EXERCISE INSTRUCTIONS -
What lines of the data below hold "functionality"? Show them.

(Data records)

PR #1013, opened 2019-02-07
Vent triggers and projections refactor

silasdavis:
The primary purpose of this PR was to add the ability to specify event notification triggers using postgres' `LISTEN/NOTIFY` functionality. This is a core part of providing synchronised vent/burrow.js access and can also be used to build a resilient external event system.

In particular the log table now emits a `{"_height": "<the block height as string>"}` payload on the `height` channel for chain synchronisation purposes - wait for the height in a `TxExecution` and you know the database will be caught up with chain (for exact synchronisation with fields you can set a notification on a particular event table and subset of fields).

By specifying `Notify` channels as an array in the `EventClass` that table will register a row trigger that fires an event on each channel that is referenced in that event class/table spec. The payload sent by `NOTIFY` will be the JSON serialised collection of key values from `FieldMappings` for each mapping in which a particular channel is referenced.

```
  {
    "TableName": "EventTest",
    "Filter": "EventType = 'LogEvent'",
    "DeleteMarkerField": "__DELETE__",
    "FieldMappings": [
      {
        "Field": "key",
        "ColumnName": "testkey",
        "Type": "bytes32",
        "Primary": true,
        "Notify": ["keyed_meta"]
      },
      {
        "Field": "name",
        "ColumnName": "testname",
        "Type": "bytes32",
        "Primary": true,
        "BytesToString": true,
        "Notify": ["meta", "keyed_meta"]
      },
      {
        "Field": "description",
        "ColumnName": "testdescription",
        "Type": "bytes32",
        "Primary": false,
        "Notify": ["meta", "keyed_meta"]
      }
    ]
  },
```

In adding this functionality it was clear there were a number of problems with the structure being used to represent mappings, so included in this PR are various changes (including breaking changes that I will document with a subsequent commit), including:

- Case sensitive column names
- Clear separation between event field names and the columns to which they map
- Deletion marker made less busy just expecting a named field
- `burrow vent schema` now generates a JSON schema to check the event spec against
- EventSpecs can be merged together provided they agree on table definitions exactly
- Height is handled as a uint64 rather than a string (though still stored as varchar - we may want to use numeric but the way things work it doesn't hurt us as it is)
- A number of renames and restructuring to make the code more logical and easier to understand (e.g. `s/Parser/Projection` - parser was not a parser)


rpc/rpcevents/execution_events_server.go
```diff
@@ -193,14 +193,15 @@ func (ees *executionEventsServer) subscribeBlockExecution(ctx context.Context, c
...
 }
 
-func (ees *executionEventsServer) iterateBlockEvents(start, end uint64, consumer func(*exec.StreamEvent) error) (lastHeightSeen uint64, err error) {
-	err = ees.eventsProvider.IterateStreamEvents(start, end, func(blockEvent *exec.StreamEvent) error {
-		if blockEvent.TxExecution == nil {
-			// nil safe
-			lastHeightSeen = blockEvent.GetEndBlock().GetHeight()
+func (ees *executionEventsServer) iterateBlockEvents(start, end uint64, consumer func(*exec.StreamEvent) error) (uint64, error) {
+	// Assume that we have seen the previous block before start to have ended up here
+	lastHeightSeen := start - 1
```
seanyoung: That looks like a an underflow waiting to happen, i.e. if we iterate from block 0 then lastHeightSeen will be -1 and the leveldb reader does not deal with negatives well.

silasdavis: You are right, I have added a comment that notes this is true but we get away with it in this case.

PR #1020, opened 2019-02-17
[EVM] Support EXTCODEHASH

### LINKED ISSUE #996: Support EXTCODEHASH
See: https://github.com/ethereum/EIPs/blob/master/EIPS/eip-1052.md

phymbert:
Fixes #996


gregdhill:
LGTM

phymbert:
Thanks @gregdhill , wait before merging, I am trying to add an integration test. Also @silasdavis should we check as in `EXTCODECOPY` if the address references a native contract ?

phymbert:
Well, it is not possible to add intergation test at the moment, `extcodehash` is marked as `C`

> Constantinople is still in planning and all instructions marked as such will result in an invalid instruction exception

OK to merge this first implementation as is

seanyoung:
This might expose a problem in our implementation of the evm. When we deploy code via CallTx, the constructor arguments are concatenated to the bytecode. So, in effect, a contract with a string constructor foo("a") will have a different hash than foo("b").

PR #1027, opened 2019-02-20
Testcase for EXTCODEHASH

seanyoung:


seanyoung:
Looks like it depends on solidity 0.5 which has not been merged yet.

phymbert:
Yes, I mentioned it in the extcodehash PR. And even in 0.5 it looks extcodehash is marked as Constantinople, thus it will be generated as invalid, isnt?

PR #1029, opened 2019-02-22
Upgrade to Tendermint 0.30.1

silasdavis:
And upgrade other deps


deploy/loader/load_package_test.go
```diff
@@ -19,7 +19,7 @@ func TestUnmarshal(t *testing.T) {
     source: foo
     target: bar
     permissions: [foo, bar]
-    roles: []
+    roles: ["foo"]
```
silasdavis: `ni`l vs `[]` normalisation issue - this was easiest work around for tests

PR #1034, opened 2019-02-26
Dump

seanyoung:


execution/state/accounts.go
```diff
@@ -126,7 +126,7 @@ func (ws *writeState) SetStorage(address crypto.Address, key, value binary.Word2
 }
 
 func (s *ReadState) IterateStorage(address crypto.Address, consumer func(key, value binary.Word256) error) error {
-	keyFormat := keys.Storage
+	keyFormat := keys.Storage.Fix(address)
```
silasdavis: Oh, whoops. Does this not have a test?

PR #1039, opened 2019-02-27
Use consistent Signature message type

silasdavis:
Signatures in `Signatory` were being encoded as protobuf bytes of signature message rather than signature message itself via the use of gogoproto custom type dating from a time when `type Signature []byte`...


cmd/burrow/commands/keys.go
```diff
@@ -286,12 +286,22 @@ func Keys(output Output) func(cmd *cli.Cmd) {
 				if err != nil {
 					output.Fatalf("failed to hex decode message: %v", err)
 				}
+				curveType, err := crypto.CurveTypeFromString(*curveTypeOpt)
+				if err != nil {
+					output.Fatalf("invalid curve type: %v", err)
+				}
 
-				signature, err := hex.DecodeString(*sig)
+				fmt.Println(len(*sig))
```
seanyoung: debug printf?

PR #1069, opened 2019-03-12
Downgrade to Tendermint 0.29.1

silasdavis:


silasdavis:
Not Tendermint's fault...

PR #1075, opened 2019-03-19
Update multiple validators docs with new --test-burrow-configs

### LINKED ISSUE #1055: Update multiple-validators.md and enhance multi-node local setup
Current docs on multiple validators does not quite work, see: https://github.com/hyperledger/burrow/issues/1050

Also could it be streamlined? In particular `burrow configure` can generate node keys ahead of time. We should be able support this kind of try-out case without a lot of manual/scripted config text manipulation.

seanyoung:
Fixes #1055


phymbert:
LGTM very simpler starter, great!

PR #1123, opened 2019-05-30
Store TxExecution as single entry per block

seanyoung:


protobuf/exec.proto
```diff
@@ -81,6 +73,13 @@ message BlockExecution {
     repeated TxExecution TxExecutions = 3;
 }
 
+message TxExecutionKey {
+    // The block height
+    uint64 Height = 1;
+    // The offset of the TxExecution
+    uint64 offset = 2;
```
silasdavis: Capitalise...

protobuf/exec.proto
```diff
@@ -81,6 +73,13 @@ message BlockExecution {
     repeated TxExecution TxExecutions = 3;
 }
 
+message TxExecutionKey {
+    // The block height
+    uint64 Height = 1;
+    // The offset of the TxExecution
```
silasdavis: In bytes? If so maybe `OffsetInBytes` `OffsetBytes`?

execution/exec/block_execution.go
```diff
@@ -38,16 +29,25 @@ func (be *BlockExecution) StreamEvents() StreamEvents {
 	})
 }
 
-func (be *BlockExecution) Encode() ([]byte, error) {
-	return cdc.MarshalBinaryBare(be)
+func DecodeTxExecutionKey(bs []byte) (*TxExecutionKey, error) {
```
silasdavis: this sounds like it should be in tx_execution.go

execution/state/events.go
```diff
@@ -1,64 +1,83 @@
...
-			txHashTree.Set(keys.TxHash.KeyNoPrefix(ev.BeginTx.TxHeader.TxHash), key)
+			ws.plain.Set(keys.TxHash.Key(ev.BeginTx.TxHeader.TxHash), bs)
+		}
+
+		bs, err := cdc.MarshalBinaryLengthPrefixed(ev)
+		if err != nil {
+			return err
 		}
+
+		txebs = append(txebs, bs...)
```
silasdavis: what is `txebs`? would be more appropriate as something like `evbs` or `streamEventBytes`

TASK OUTPUT -
The primary purpose of this PR was to add the ability to specify event notification triggers using postgres' `LISTEN/NOTIFY` functionality. This is a core part of providing synchronised vent/burrow.js access and can also be used to build a resilient external event system.
In adding this functionality it was clear there were a number of problems with the structure being used to represent mappings, so included in this PR are various changes (including breaking changes that I will document with a subsequent commit), including:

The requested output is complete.